Samson was pleased and astonished by the look of Brimstead and his home and his family and the account of his success. The man from the sand flats had built a square, two-story house with a stairway and three rooms above it and two below. He was cleanly shaved, save for a black mustache, and neatly dressed and his face glowed with health and high spirits. A handsome brown-eyed miss of seventeen came galloping up the road on her pony and stopped near them.

"Annabel, do you remember this man?" Brimstead asked.

The girl looked at Samson.

"He is the man who helped us out of Flea Valley," said the girl.

Brimstead leaned close to the ear of Samson and said in a low tone:

"Say, everything knew how to jump there. I had a garden that could hop over the fence and back ag'in. Sometimes it was there and sometimes it was off on a vacation. I jumped as soon as I got the chance."

"We call it No Santa Claus Land," said Samson. "Do ye remember how the little girl clung to the wagon?"

"That was me," said a small miss of ten who ran out of the door into the arms of the big man and kissed him.

"Would you mind if I kissed you?" Annabel asked.

"I would be sorry if you didn't," said Samson. "Here's my boy, Harry Needles. You wouldn't dare kiss him I guess?'

"I would be sorry, too, if you didn't," Harry laughed as he took her hand.

"I'm afraid you'll have to stay sorry," said Annabel turning red with embarrassment. "I never saw you before."

"Better late than never," Samson assured her. "You don't often see a better fellow."

The girl laughed, with a subtle look of agreement in her eyes. Then came up from the barn the ragged little lad of No Santa Claus Land—now a sturdy, bright eyed, handsome boy of eight.

The horses were put out and all went in to supper.

"I have always felt sorry for any kind of a slave?" said Samson as they sat down. "When I saw you on the sand plains you were in bondage."

"Say, I'll tell ye," said Brimstead, as he leaned toward Samson, seeming to be determined at last to make a clean breast of it. "Say, I didn't own that farm. It owned me. I got a sandy intellect. Couldn't get anything out of it but disappointment. My farm was mortgaged to the bank and I was mortgaged to the children. I couldn't even die."

Samson wrote in his diary that night:

* * * * *

"When Brimstead brings his sense of humor into play he acts as if he was telling a secret. When he says anything that makes me laugh, he's terribly confidential. Seems so he was kind of ashamed of it. He never laughs himself unless he does it inside. His voice always drops, too, when he talks business."

* * * * *

"The man that's a fool and don't know it is a good deal worse off," said Samson.

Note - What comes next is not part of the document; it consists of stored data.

PR #6, opened 2020-01-29
Jungfrau flex geom

dallanto:
@takluyver  
Pls. have a look into my 2 commits. The first one corresponds to what we discussed on Monday. The second one (current state) adds the loop over modules based on origin positions given.  
This works, but I wonder how serious the warning about the mutable input = list argument is.  
Moreover I tried to pass a list of orientation tuples (1,1) or (-1,-1) etc. The axis flipping is indeed effective, but only on tile level: I am now looking into a re-definition in the corner_x (_y) "equation" in order to flip also the corners, and hence the overall module.

### DIFF
--- a/extra_geom/detectors.py
+++ b/extra_geom/detectors.py
@@ -1349,13 +1349,15 @@ class DSSC_Geometry(DSSC_1MGeometry):
 
 
 class JUNGFRAUGeometry(DetectorGeometryBase):
-    """Detector layout for flexible Jungfrau arrangements based on the JF-500K
-       module, which is an independent detector unit of 2 x 4 ASIC tiles.
+    """Detector layout for flexible Jungfrau arrangements
 
-       The ss/fs assignment is the other way around as for AGIPD:
-       y = ss
-       x = fs
-       shape = (ss, fs) = (y, x)
+     The base JUNGFRAU unit (and rigid group) in combined arrangements is the
+     JF-500K module, which is an independent detector unit of 2 x 4 ASIC tiles.
+
+     The slow-scan/fast-scan assignment is:
+     y = ss
+     x = fs
+     shape = (ss, fs) = (y, x)
     """
     detector_type_name = 'JUNGFRAU'
     pixel_size = 7.5e-5   # 7.5e-5 metres = 75 micrometer = 0.075 mm
@@ -1372,24 +1374,24 @@ class JUNGFRAUGeometry(DetectorGeometryBase):
                               asic_gap=2, unit=pixel_size):
         """Generate a Jungfrau geometry object from module positions
 
-           Parameters
-           ----------
+        Parameters
+        ----------
 
-           offsets - iterable of length n_modules containing a pixel coordinate
-                     tuple (x,y) for each offset to the global origin
+        offsets - iterable of length n_modules containing a pixel coordinate
+                  tuple (x,y) for each offset to the global origin
 
-           orientations - iterable of length n_modules containing a unit-vector
-                     tuple (x,y) for each orientation wrt. the axes
+        orientations - iterable of length n_modules containing a unit-vector
+                  tuple (x,y) for each orientation wrt. the axes
 
-           Orientations default to (1,1) for each module if this optional
-           keyword argument is lacking; if not, the number of elements must
-           match the number of modules as per offsets
+        Orientations default to (1,1) for each module if this optional
+        keyword argument is lacking; if not, the number of elements must
+        match the number of modules as per offsets
 
-           We assume that externally defined offsets as per input relate the
-           bottom, beam-left pixel of the module to the global origin, which is
-           bottom, beam-left of the overall assembly.
-           This is a definition *before* flipping: if flipping is present, we
-           will adjust for that.
+        We assume that externally defined offsets as per input relate the
+        bottom, beam-left pixel of the module to the global origin, which is
+        bottom, beam-left of the overall assembly.
+        This is a definition *before* flipping: if flipping is present, we
+        will adjust for that.
         """
         px_conversion = unit / cls.pixel_size
         # fill orientations with defaults to match number of offsets
@@ -1477,3 +1479,12 @@ class JUNGFRAUGeometry(DetectorGeometryBase):
         ss_slice = slice(tile_ss_offset, tile_ss_offset + cls.frag_ss_pixels)
         fs_slice = slice(tile_fs_offset, tile_fs_offset + cls.frag_fs_pixels)
         return ss_slice, fs_slice
+
+    @classmethod
+    def from_crystfel_geom(cls, filename):
+
+        raise NotImplementedError
+
+    def write_crystfel_geom(self, file_name):
+
+        raise NotImplementedError
--- a/extra_geom/detectors.py
+++ b/extra_geom/detectors.py
@@ -1344,9 +1344,9 @@ class DSSC_Geometry(DSSC_1MGeometry):
         )
 
 
-class JF_500KGeometry(DetectorGeometryBase):
-    """Detector layout for Jungfrau-500K,
-       which is a single panel of 2 x 4 ASIC tiles.
+class Jungfrau_Geometry(DetectorGeometryBase):
+    """Detector layout for flexible Jungfrau arrangements based on the JF-500K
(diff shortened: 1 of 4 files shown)


dallanto:
Update:
with a new commit I added code that seems to do the correct thing as per quick testing, however I make an assumption based on the sparse EuXFEL/Jungfrau geometry information that we have: that origins are defined as offsets independently from the flip yes/no information, unlike for AGIPD where the quadrant positions already account for the static "flipping scheme" of the topology.

dallanto:
@takluyver 
The edits/suggestions after our last discussion have been committed, except for the zipping of offsets and orientations. I need to consider once more: while the code would look neater, I guess, I feel that zipping both together will be less intuitive when reading the zipped iterable name e.g. "x_transform", where directional scale-factor (orientation 1 or -1) and translation (offset) would then account for different tuple indices. But maybe you had a more clever solution in mind anyway ...

extra_geom/detectors.py
```diff
@@ -1342,3 +1342,119 @@ def __init__(self, modules, filename='No file'):
         warnings.warn(
             "DSSC_Geometry has been renamed to DSSC_1MGeometry.", stacklevel=2
         )
+
+
+class Jungfrau_Geometry(DetectorGeometryBase):
```
takluyver: Naming nitpicks: PSI always write JUNGFRAU in block capitals, as it's technically an acronym, even if it's a really awkward one. And for the other detectors, the underscore is within the detector type name, which we don't need here.

So: `JUNGFRAUGeometry`? Or do we ignore their capitalisation and go for the more legible `JungfrauGeometry`?

extra_geom/detectors.py
```diff
@@ -1342,3 +1342,119 @@ def __init__(self, modules, filename='No file'):
...
+    @classmethod
+    def from_module_positions(cls,offsets=((0,0),), orientations=None,
+                              asic_gap=2, unit=pixel_size):
+        """Generate a Jungfrau geometry object from module positions
+
+           Parameters
+           ----------
+
+           offsets - iterable of length n_modules containing a pixel coordinate
+                     tuple (x,y) for each offset to the global origin
```
takluyver: I think we should specify which corner of the module the offset is to. I think the code currently uses it as the position of the lower beam-right corner?

My preference is to specify the position of the (0, 0) pixel, but that does mean that which corner you're measuring to depends on the orientation, which I appreciate is not necessarily the most convenient way of working. So I'm happy to leave the implementation as is, but I would like it to be clarified in the docstring.

I see this is in an internal comment in the loop already, but that's not visible without inspecting the source code. And I prefer to avoid unqualified 'left' and 'right', as I mentioned, because people look at it in both orientations. I hope that terms like 'beam-left' are a clear shorthand for 'left when looking along the beam'.

extra_geom/detectors.py
```diff
@@ -617,6 +618,7 @@ class AGIPD_1MGeometry(DetectorGeometryBase):
     You won't normally instantiate this class directly:
     use one of the constructor class methods to create or load a geometry.
     """
+    detector_type_name = 'AGIPD-1M'
```
tmichela: You use `-` as separator here, but `_` for other classes. Is it intended?

extra_geom/detectors.py
```diff
@@ -1342,3 +1346,131 @@ def __init__(self, modules, filename='No file'):
         warnings.warn(
             "DSSC_Geometry has been renamed to DSSC_1MGeometry.", stacklevel=2
         )
+
+
+class JUNGFRAU_Geometry(DetectorGeometryBase):
```
tmichela: That should be `JUNGFRAUGeometry` to be consistent, right?

extra_geom/detectors.py
takluyver: I think it should be `-` for all, as this is going into a human-readable comment.

extra_geom/detectors.py
takluyver: Yup, I agree. The `_` in the others is standing in for the dash in e.g. 'AGIPD-1M'. We don't need that for JUNGFRAU.

extra_geom/detectors.py
dallanto: JUNGFRAUGeometry.  
Note that I got rid of the redundant "_" as well

extra_geom/detectors.py
dallanto: I shortened the internal comment and put most of its meaning into the docstring, rephrasing a bit (e.g. using beam-left).

extra_geom/detectors.py
dallanto: Allright, "-" in the detector name strings, and "_" for "-" in the class names, where required.

extra_geom/detectors.py
dallanto: Corrected. See comment above.

dallanto:
Pls. don't get confused: because the last commit was minor (no code changes), I squashed with the previous one and rebased.

extra_geom/detectors.py
```diff
@@ -1342,3 +1346,134 @@ def __init__(self, modules, filename='No file'):
         warnings.warn(
             "DSSC_Geometry has been renamed to DSSC_1MGeometry.", stacklevel=2
         )
+
+
+class JUNGFRAUGeometry(DetectorGeometryBase):
+    """Detector layout for flexible Jungfrau arrangements based on the JF-500K
+       module, which is an independent detector unit of 2 x 4 ASIC tiles.
+
+       The ss/fs assignment is the other way around as for AGIPD:
```
takluyver: Nitpick: let's remove the reference to AGIPD - there's no particular reason someone looking at JUNGFRAU geometry should be familiar with AGIPD.

Also, let's spell out slow-scan & fast-scan in the docstring (even if I haven't done this everywhere ;-) ). The abbreviations aren't familiar to everyone, and I know people who prefer to avoid the initials 'ss' even in innocent contexts.

extra_geom/detectors.py
```diff
@@ -1342,3 +1346,134 @@ def __init__(self, modules, filename='No file'):
...
+           orientations - iterable of length n_modules containing a unit-vector
+                     tuple (x,y) for each orientation wrt. the axes
+
+           Orientations default to (1,1) for each module if this optional
+           keyword argument is lacking; if not, the number of elements must
+           match the number of modules as per offsets
+
+           We assume that externally defined offsets as per input relate the
+           bottom, beam-left pixel of the module to the global origin, which is
+           bottom, beam-left of the overall assembly.
```
takluyver: The global origin can be anywhere, but our general convention is to use it as the centre of the geometry - or the point where a line from the sample is normal to the detector surface (the PONI, Point Of Normal Incidence in PyFAI terms).

extra_geom/detectors.py
dallanto: This has been corrected with the last commit

extra_geom/detectors.py
dallanto: Ok. I am aware that the origin is in the center for e.g. AGIPD.  
The way we looked at the 'inspect' scheme (and also assembled data image) for the JUNGFRAU WIP, the origin was bottom-beam-left and so far I kept it like this.  
The difference is that the big detectors have a center by quadrant-design, while for JUNGFRAU this is less obvious. The way the offsets are (currently) defined in the Karabo scene, it seems to suggest strongly a reference to bottom beam-left overall.

In principle one can transform (translate) everything relative to a the nominal pixel center (0,0), which would reflect diffraction geometry better for any radial-symmetric pattern, but for arrangements like 2 x 3 units it will also "split" one module into two coordinate system hemispheres.

dallanto: I'd also consider that the actual origin for a diffraction geometry should be the beam center, which isn't necessarily the nominal detector center (midpoint of assembled pixel image).  
Once the determination of beam center is done - a possible feature that DA can provide in the future, I guess - one can still relate all pixel coordinate to that.

dallanto: Respectively to the PONI ...

takluyver:
Thanks @dallanto ! I'd still like to think about exactly how we handle the origin, detector centre, beam centre, and PONI, because I think it's valuable to have it consistent between classes. But I'll open a separate issue for that.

"Say, I'll tell ye he's worse off but he's happier. If it hurts there's hope for ye."

"They tell me you've prospered," said Samson.

Brimstead spoke in a most confidential tone as he answered: "Say, I'll tell ye—no wise man is ever an idiot but once. I wouldn't care to spread it around much but we're gettin' along. I've built this house and got my land paid for. You see we are only four miles from the Illinois River on a good road. I can ship my grain to Alton or St. Louis or New Orleans without much trouble. I've invented a machine to cut it and a double plow and I expect to have them both working next year. They ought to treble my output at least."

After supper Brimstead showed models of a mowing machine with a cut bar six feet long, and a plow which would turn two furrows.

"That's what we need on these prairies," said Samson. "Something that'll turn 'em over and cut the crop quicker."

"Say, I'll tell ye," said Brimstead as if about to disclose another secret. "I found after I looked the ground over here that I needed a brain. I began to paw around an' discovered a rusty old brain among my tools. It hadn't been used for years. I cleaned an' oiled the thing an' got it workin'. On a little Vermont farm you could git along without it but here the ground yells for a brain. We don't know how to use our horses. They have power enough to do all the hard work, if we only knew how to put it into wheels and gears. We must begin to work our brains as well as our muscles on a farm miles long an' wide."

"It ain't fair to expect the land to furnish all the fertility," said Samson.

Brimstead's face glowed as he outlined his vision:

"These great stretches of smooth, rich land just everlastingly ram the spurs into you and keep your brain galloping. Mine is goin' night and day. The prairies are a new thing and you've got to tackle 'em in a new way. I tell you the seeding and planting and mowing and reaping and threshing is all going to be done by machinery and horses. The wheel will be the foundation of the new era."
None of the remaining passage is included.